Exercise brief
Read the data, and whenever a line holds the word "javascript", report that line.

Records supplied
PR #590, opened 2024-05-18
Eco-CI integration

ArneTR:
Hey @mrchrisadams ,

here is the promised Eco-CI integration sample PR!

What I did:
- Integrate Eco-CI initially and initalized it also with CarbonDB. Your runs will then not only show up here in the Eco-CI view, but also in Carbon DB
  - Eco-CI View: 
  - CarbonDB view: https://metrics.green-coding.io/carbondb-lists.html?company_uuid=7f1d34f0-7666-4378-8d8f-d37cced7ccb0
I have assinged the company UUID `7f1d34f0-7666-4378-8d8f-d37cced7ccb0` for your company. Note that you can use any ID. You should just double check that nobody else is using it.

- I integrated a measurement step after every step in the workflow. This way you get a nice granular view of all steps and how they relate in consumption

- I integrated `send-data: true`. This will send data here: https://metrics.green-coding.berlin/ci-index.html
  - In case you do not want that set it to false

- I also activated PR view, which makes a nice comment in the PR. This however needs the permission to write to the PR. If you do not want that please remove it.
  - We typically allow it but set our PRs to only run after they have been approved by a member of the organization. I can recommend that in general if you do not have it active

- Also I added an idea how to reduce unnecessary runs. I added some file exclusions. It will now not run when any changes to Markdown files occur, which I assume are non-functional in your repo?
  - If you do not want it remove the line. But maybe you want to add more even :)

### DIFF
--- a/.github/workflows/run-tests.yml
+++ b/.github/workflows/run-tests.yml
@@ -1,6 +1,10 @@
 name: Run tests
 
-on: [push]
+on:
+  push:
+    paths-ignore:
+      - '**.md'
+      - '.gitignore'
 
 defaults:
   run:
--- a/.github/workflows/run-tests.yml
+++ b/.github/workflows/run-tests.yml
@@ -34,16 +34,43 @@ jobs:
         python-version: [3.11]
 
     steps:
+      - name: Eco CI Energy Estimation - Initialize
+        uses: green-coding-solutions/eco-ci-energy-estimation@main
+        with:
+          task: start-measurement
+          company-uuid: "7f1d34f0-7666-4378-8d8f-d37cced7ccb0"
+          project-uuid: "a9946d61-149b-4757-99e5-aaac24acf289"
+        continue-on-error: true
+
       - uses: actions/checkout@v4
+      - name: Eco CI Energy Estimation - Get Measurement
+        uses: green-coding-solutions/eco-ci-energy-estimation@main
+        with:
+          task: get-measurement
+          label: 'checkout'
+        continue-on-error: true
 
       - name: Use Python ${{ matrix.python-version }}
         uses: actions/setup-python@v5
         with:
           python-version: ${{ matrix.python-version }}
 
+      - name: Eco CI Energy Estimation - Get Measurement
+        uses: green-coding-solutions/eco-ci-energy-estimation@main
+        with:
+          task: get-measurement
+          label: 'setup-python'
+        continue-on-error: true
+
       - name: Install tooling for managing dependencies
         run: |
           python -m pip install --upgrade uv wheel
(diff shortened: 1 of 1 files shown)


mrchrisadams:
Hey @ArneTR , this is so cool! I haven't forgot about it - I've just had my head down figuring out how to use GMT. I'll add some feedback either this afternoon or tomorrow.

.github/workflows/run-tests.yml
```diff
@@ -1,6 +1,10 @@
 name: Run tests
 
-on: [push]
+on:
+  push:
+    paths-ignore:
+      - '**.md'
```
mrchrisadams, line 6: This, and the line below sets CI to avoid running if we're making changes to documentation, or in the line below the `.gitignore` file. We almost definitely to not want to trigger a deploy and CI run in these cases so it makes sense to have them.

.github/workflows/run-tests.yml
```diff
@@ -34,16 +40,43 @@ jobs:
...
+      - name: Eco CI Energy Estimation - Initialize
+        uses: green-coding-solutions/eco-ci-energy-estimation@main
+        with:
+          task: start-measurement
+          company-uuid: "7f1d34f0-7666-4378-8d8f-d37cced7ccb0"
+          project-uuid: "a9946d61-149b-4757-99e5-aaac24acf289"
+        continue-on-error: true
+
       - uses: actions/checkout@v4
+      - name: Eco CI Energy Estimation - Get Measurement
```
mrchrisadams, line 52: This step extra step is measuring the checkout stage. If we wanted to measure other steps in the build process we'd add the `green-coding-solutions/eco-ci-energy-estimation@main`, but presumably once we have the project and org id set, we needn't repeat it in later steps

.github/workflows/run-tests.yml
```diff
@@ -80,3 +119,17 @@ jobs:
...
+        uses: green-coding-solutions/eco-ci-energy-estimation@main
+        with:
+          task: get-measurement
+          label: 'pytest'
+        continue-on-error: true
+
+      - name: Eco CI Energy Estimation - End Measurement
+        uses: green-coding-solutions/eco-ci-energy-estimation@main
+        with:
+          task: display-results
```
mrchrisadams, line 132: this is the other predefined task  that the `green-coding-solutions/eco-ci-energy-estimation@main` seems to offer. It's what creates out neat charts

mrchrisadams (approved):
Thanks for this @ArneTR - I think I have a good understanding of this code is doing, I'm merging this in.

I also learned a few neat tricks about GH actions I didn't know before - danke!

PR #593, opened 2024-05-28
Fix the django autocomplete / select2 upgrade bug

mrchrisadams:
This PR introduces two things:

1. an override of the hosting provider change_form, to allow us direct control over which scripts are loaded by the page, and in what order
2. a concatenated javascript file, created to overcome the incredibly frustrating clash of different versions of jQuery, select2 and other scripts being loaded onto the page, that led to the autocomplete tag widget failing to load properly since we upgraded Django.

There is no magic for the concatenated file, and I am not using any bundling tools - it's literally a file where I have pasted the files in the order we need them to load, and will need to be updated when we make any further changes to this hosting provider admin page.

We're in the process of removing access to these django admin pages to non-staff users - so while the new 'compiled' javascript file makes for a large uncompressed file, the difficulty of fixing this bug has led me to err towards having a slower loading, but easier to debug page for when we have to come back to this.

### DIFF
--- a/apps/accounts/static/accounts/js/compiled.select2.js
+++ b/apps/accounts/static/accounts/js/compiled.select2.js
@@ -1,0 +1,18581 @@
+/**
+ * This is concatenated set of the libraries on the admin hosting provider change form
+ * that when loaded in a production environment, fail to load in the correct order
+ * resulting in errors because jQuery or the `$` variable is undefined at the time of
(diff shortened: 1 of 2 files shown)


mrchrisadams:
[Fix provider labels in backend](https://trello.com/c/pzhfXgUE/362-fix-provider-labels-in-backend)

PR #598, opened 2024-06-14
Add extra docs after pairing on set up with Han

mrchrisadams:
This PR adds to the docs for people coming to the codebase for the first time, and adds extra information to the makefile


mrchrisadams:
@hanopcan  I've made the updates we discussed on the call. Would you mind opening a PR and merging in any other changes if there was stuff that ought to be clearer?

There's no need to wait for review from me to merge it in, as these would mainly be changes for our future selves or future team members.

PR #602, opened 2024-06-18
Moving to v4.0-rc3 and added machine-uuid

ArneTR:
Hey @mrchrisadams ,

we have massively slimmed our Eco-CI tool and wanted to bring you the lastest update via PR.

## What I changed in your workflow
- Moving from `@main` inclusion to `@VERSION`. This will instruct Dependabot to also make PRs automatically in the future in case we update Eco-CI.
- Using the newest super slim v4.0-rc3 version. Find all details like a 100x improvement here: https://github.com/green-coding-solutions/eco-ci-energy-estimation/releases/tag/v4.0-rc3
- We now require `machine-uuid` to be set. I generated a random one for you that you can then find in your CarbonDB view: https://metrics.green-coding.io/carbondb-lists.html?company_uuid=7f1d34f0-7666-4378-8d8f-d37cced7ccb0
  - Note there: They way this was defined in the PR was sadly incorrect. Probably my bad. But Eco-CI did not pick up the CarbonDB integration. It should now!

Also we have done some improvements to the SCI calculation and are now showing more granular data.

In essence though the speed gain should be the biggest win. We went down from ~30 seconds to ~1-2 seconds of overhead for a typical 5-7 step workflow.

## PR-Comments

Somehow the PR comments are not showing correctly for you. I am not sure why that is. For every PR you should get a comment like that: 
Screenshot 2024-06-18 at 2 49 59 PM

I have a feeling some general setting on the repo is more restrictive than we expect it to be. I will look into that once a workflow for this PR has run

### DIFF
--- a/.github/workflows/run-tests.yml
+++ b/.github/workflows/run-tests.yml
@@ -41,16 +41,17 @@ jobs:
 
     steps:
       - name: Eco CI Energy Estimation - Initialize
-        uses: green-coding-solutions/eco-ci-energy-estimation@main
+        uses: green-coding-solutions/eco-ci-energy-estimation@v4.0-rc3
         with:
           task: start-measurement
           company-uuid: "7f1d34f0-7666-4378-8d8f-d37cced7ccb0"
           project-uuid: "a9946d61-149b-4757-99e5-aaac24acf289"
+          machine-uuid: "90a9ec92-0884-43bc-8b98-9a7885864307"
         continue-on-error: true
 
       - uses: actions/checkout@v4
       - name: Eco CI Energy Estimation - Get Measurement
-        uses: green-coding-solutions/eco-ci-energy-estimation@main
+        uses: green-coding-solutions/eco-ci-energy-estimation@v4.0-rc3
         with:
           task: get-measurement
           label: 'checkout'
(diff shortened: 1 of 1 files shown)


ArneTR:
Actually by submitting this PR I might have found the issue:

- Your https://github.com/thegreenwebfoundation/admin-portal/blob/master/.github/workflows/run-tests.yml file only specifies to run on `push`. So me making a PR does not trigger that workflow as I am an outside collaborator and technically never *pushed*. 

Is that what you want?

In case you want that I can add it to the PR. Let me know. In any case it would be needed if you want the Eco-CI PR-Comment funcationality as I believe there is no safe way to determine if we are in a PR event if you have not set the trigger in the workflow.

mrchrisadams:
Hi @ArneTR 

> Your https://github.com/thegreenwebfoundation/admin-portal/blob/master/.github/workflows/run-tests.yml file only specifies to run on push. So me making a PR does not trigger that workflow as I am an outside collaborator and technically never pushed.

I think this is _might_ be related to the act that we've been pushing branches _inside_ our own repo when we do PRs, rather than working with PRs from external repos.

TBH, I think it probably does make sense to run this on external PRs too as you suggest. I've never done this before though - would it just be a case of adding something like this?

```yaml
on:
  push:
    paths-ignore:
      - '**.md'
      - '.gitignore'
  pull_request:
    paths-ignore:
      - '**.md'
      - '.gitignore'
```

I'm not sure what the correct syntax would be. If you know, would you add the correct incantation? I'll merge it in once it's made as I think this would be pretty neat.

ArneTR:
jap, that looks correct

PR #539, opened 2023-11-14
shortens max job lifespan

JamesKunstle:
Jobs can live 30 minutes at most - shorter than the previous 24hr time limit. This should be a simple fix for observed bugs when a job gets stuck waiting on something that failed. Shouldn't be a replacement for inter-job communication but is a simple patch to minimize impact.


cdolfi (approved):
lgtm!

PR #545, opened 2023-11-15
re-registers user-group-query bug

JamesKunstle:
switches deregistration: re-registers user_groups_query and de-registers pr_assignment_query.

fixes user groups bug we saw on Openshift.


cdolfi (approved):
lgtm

Response area
2. a concatenated javascript file, created to overcome the incredibly frustrating clash of different versions of jQuery, select2 and other scripts being loaded onto the page, that led to the autocomplete tag widget failing to load properly since we upgraded Django.
We're in the process of removing access to these django admin pages to non-staff users - so while the new 'compiled' javascript file makes for a large uncompressed file, the difficulty of fixing this bug has led me to err towards having a slower loading, but easier to debug page for when we have to come back to this.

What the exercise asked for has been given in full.